Опять и опять мелькал образ Серёжи и всех картин, связанных с ним: ах, она уже забыла, каким он был тогда, ведь столько лет прошло, а он – мальчик, подросток, стройный и очень красивый, и золотые волосы сверкают огнём. Милый, родной, сыночек! Ты был рядом, и казалось, что так и должно быть, что так будет всегда, да разве и могло быть иначе? Ведь вон, другие дети живут, и переносят болезни, а мы так богаты, и доктор день и ночь не отходит от тебя, а все же далеко, далеко эта ужасная чернота, и она зовёт тебя, тянет и забирает от меня… Серёжа, Серёженька мой! Где твоя душенька сейчас? Бродит ли неприкаянная по свету, или уже нашла пристанище в светлом и чистом мире, обещанном нам всем?
И опять – зверская, страшная, адская мука: за что?! Что я сделала такого, что сына, единственного, забрала судьба? И как исправить это, если не возвращаются мёртвые, а жизнь так длинна, и нет тебя рядом, и уже никогда не будет?
Поднялась среди ночи, укуталась в тёплую шаль, прошла в кабинет, а там на стене – распятие. Долго смотрела в глубокие глаза, полные тоски. Ох, немилосерден Суд Божий, немилосерден! Самое дорогое, детей, забирает безвозвратно…
«Господи, помоги мне! Ты один всё знаешь! В Твоих руках и жизнь, и смерть наша. И как же так, что Суд Твой настиг меня так внезапно, обрушился всей тяжестью ужасной, непереносимой боли? Не спорю – виновата. Гордынею своею виновата, кичилась, что красива, богата, а вот вышло, что беднее любой нищенки. И будет ли мне помилование? Или же мука смертная день за днём, до самого конца?»

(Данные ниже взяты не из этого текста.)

PR #50, opened 2026-07-22
feat(qti): add Nord SA8797P platform support on Wildcat

b49020:
This PR addresses most of the internal feedback with real drivers for Nord. Please help to review again.

Note that there are still things to be further cleaned up. I will keep doing that while collecting feedback from reviewers.


docs/plat/qti/index.rst
basantku, line 1: @b49020 , I requested that PR should not have huge file list spread across module.
We should revisit how can be create small set of file list for related modules and create PR accordingly.

drivers/qti/accesscontrol/access_control_qtiseclib.c
```diff
@@ -0,0 +1,34 @@
+/*
+ * Copyright (c) 2026, Qualcomm Technologies, Inc. and/or its subsidiaries.
+ *
+ * SPDX-License-Identifier: BSD-3-Clause
+ */
+
+#include <drivers/qti/accesscontrol/accesscontrol.h>
```
basantku, line 7: are we still sticking to using keyword "qti"? can we move to "qcom" for atleast new patch else we can never converge?

zelvam95: https://github.com/qualcomm-linux/trusted-firmware-a/pull/51 -> @b49020 / @basantku, Have raised the PR to do the renaming from qti to qcom while leaving qtiseclib references as it was. We can maybe merge that and rebase on-going PRs on top of that if that'd be Ok.

b49020:
Folks, I no longer have access to Nord setup, will check internally if I have one otherwise feel free to pick up commits from this PR for upstream if others have Nord setup access.

docs/plat/qti/index.rst
b49020: @basantku I will split the common parts that aren't Nord specific. Apart from that we essentially need input from every team. Also, all the drivers in this PR are boot critical, so if someone has to replicate a working setup a common branch is needed.

drivers/qti/accesscontrol/access_control_qtiseclib.c
b49020: Although there are a lot of PRs open now for upstream, this would bring a lot of churn for everybody. But I don't see how we can find time for this later too. Let's get this done now.

docs/plat/qti/index.rst
basantku: If this change list is booting, then we must evaluate to split into multiple PRs.
Ideally PR list should follow dependency chain
- Add support for new platform like here it is nord IQ10 with only stub or common module config
- then module specific PRs like cpucp, pdc, timer, gic, etc.

drivers/qti/accesscontrol/access_control_qtiseclib.c
basantku: +1, we should keep doing opportunistically and new PR must move to qcom.

b49020:
> Folks, I no longer have access to Nord setup, will check internally if I have one otherwise feel free to pick up commits from this PR for upstream if others have Nord setup access.

Just an update, I was able to get another Nord setup working. So, I will start working on this PR again.

drivers/qti/pdc/pdc_seq.c
IDineshChoudhary, line 1: I have seperate MR to add Nord config and coexist with lemans, would prefer these changes reviewed there and than combined here.

drivers/qti/accesscontrol/access_control_qtiseclib.c
skare-git: @basantku is there a reason or any rationale or recommendation from OSR for renaming to qcom from qti?

plat/qti/wildcat/common/wildcat_bl31_setup.c
```diff
@@ -0,0 +1,53 @@
+/*
```
skare-git, line 1: wildcat support is being added part of hamoa support https://github.com/qualcomm-linux/trusted-firmware-a/pull/45. Lets not add here as well and also lets follow same directory structure for platform same as hamoa to add Nord

b49020: Surely we need to abstract out the BL31QTILIB which isn't needed on Nord. You can think of it as a native wildcat port.

drivers/qti/accesscontrol/access_control_qtiseclib.c
zelvam95: Major reason as I clarified in the PR is to align the QCOM naming across the open-source projects -> UBOOT, Kernel,  OPTEE, etc. and currently TF-A is the odd one out (using QTI)

@basantku can add if he has more reasons/dets on this.

plat/qti/common/src/qti_pm_wildcat.c
```diff
@@ -0,0 +1,272 @@
...
+
+	/*
+	 * After a CPU/cluster power-collapse the redistributor returns at secure
+	 * reset defaults. gicv3_rdistif_init() -> gicv3_ppi_sgi_config_defaults()
+	 * writes IGRPMODR=0 alongside IGROUPR=~0, restoring G1NS for all PPIs.
+	 */
+	plat_qti_gic_pcpu_init();
+}
+
+int plat_qti_pwr_psci_init(uintptr_t warmboot_entry)
```
hl5746, line 262: Should probably remove this uncalled nop?

plat/qti/common/src/qti_pm_wildcat.c
```diff
@@ -0,0 +1,272 @@
...
+{
+	(void)warmboot_entry;
+	return PSCI_E_SUCCESS;
+}
+
+void plat_qti_invoke_unhandled_isr(uint32_t id, void *handle)
```
hl5746, line 268: Another nop; are these in expectation of something coming soon that requires them?

ldts:
**Architectural review — Qualcomm GIC quirk in the generic driver (recommendation).**

This change modifies the shared `drivers/arm/gic/v3/gicv3_helpers.c` (adding `IGRPMODR=0` writes in `gicv3_spis_config_defaults` / `gicv3_ppi_sgi_config_defaults`) to work around a Qualcomm GIC-700 reset quirk. Because that driver is used by every TF-A platform, a Qualcomm-specific workaround there changes behavior for all ports.

The port already re-groups interrupts explicitly in the platform layer (`wildcat_bl31_setup.c` `bl31_plat_runtime_setup` / `plat_qti_gic_pcpu_init`), so recommend handling this quirk platform-side and reverting the generic-driver edit, to keep the shared GIC driver free of SoC-specific behavior.

plat/qti/common/src/qti_pm_wildcat.c
b49020: This is just needed to have appropriate abstractions as other targets do implement functionality here.

plat/qti/common/src/qti_pm_wildcat.c
b49020: Ditto here.

b49020:
@ldts 

> Architectural review — Qualcomm GIC quirk in the generic driver (recommendation).

Actually, I have already posted it upstream here: https://review.trustedfirmware.org/c/TF-A/trusted-firmware-a/+/53043. Even if it's a quirk for Qcom SoC then that can be handled in generic driver too.

TonyJH1:
> Jorge A. Ramirez-Ortiz (@ldts)
> 
> > Architectural review — Qualcomm GIC quirk in the generic driver (recommendation).
> 
> Actually, I have already posted it upstream here: https://review.trustedfirmware.org/c/TF-A/trusted-firmware-a/+/53043. Even if it's a quirk for Qcom SoC then that can be handled in generic driver too.

Why would we want to add code in to the generic driver that is a work around for an issue in the Qualcomm GIC? This is 'dead code' for everyone else who managed to implement the GIC without introducing a bug in the hardware.

drivers/qti/pdc/pdc_seq.c
b49020: I have picked your PDC patches instead in this PR.

b49020:
> > Jorge A. Ramirez-Ortiz (Jorge A. Ramirez-Ortiz (@ldts))
> > > Architectural review — Qualcomm GIC quirk in the generic driver (recommendation).
> > 
> > 
> > Actually, I have already posted it upstream here: https://review.trustedfirmware.org/c/TF-A/trusted-firmware-a/+/53043. Even if it's a quirk for Qcom SoC then that can be handled in generic driver too.
> 
> Why would we want to add code in to the generic driver that is a work around for an issue in the Qualcomm GIC? This is 'dead code' for everyone else who managed to implement the GIC without introducing a bug in the hardware.

As the code we want to add belongs to the generic GIC driver only. If needed it can be under a config option enabled for Nord. Actually the GICR and GICC init are correct as per the spec, it's only the GICD reset which is the problem. I will catch up again with the maintainer.

Surely, we don't want to duplicate GIC driver init sequences for Nord.

b49020:
PR updated to incorporate all the feedback given till date and rebased to `qcom-next`.

TonyJH1:
> > > Jorge A. Ramirez-Ortiz (Jorge A. Ramirez-Ortiz (Jorge A. Ramirez-Ortiz (@ldts)))
> > > > Architectural review — Qualcomm GIC quirk in the generic driver (recommendation).
> > > 
> > > 
> > > Actually, I have already posted it upstream here: https://review.trustedfirmware.org/c/TF-A/trusted-firmware-a/+/53043. Even if it's a quirk for Qcom SoC then that can be handled in generic driver too.
> > 
> > 
> > Why would we want to add code in to the generic driver that is a work around for an issue in the Qualcomm GIC? This is 'dead code' for everyone else who managed to implement the GIC without introducing a bug in the hardware.
> 
> As the code we want to add belongs to the generic GIC driver only. If needed it can be under a config option enabled for Nord. Actually the GICR and GICC init are correct as per the spec, it's only the GICD reset which is the problem. I will catch up again with the maintainer.
> 
> Surely, we don't want to duplicate GIC driver init sequences for Nord.

I would argue that surely everyone else shouldn't have to execute nop code on their platform when we are the ones who made an implementation error. Since Qualcomm made the mistake in our design, then we should carry the cost of fixing it and maintaining that fix going forward.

Долго-долго сидела в холодном кресле, всё глядела на мерцание свечи и уже собиралась встать, как вдруг – тихая мысль: «А ты милосердна ли?» Будто не сама подумала, а словно кто подсказал. И осталась, задумалась: «Милосердна ли я? Может, и нет». Закуталась плотнее и начала вспоминать все случаи, когда была недобра к людям. Случаев немного и было, всё больше по мелочам: когда на прислугу сердилась, когда на кучера. Но чтобы что-то крупное – нет, не припомнится. И вдруг…
Мальчик на кладбище, полуголый. Как она с ним обошлась? Милостыню дала – хорошо, а милосердие? Сама села в тёплую коляску и в дом уютный поехала, чай пить, обед есть, а что с ним – и не подумала. А ведь был, был ей знак: сына он ей напомнил, да разве как с сыном она с ним обошлась? Горячо ударило в сердце графини, глянула в сторону окна: вьюжит. Ночь холодная, ненастная. Милосердна ли я? Страшно ей стало. Дитя в сугробах замерзает, а она о немилосердии Божием судит. «Да как же я смею? – подумала. – Где же моя материнская правда, где сердце моё?»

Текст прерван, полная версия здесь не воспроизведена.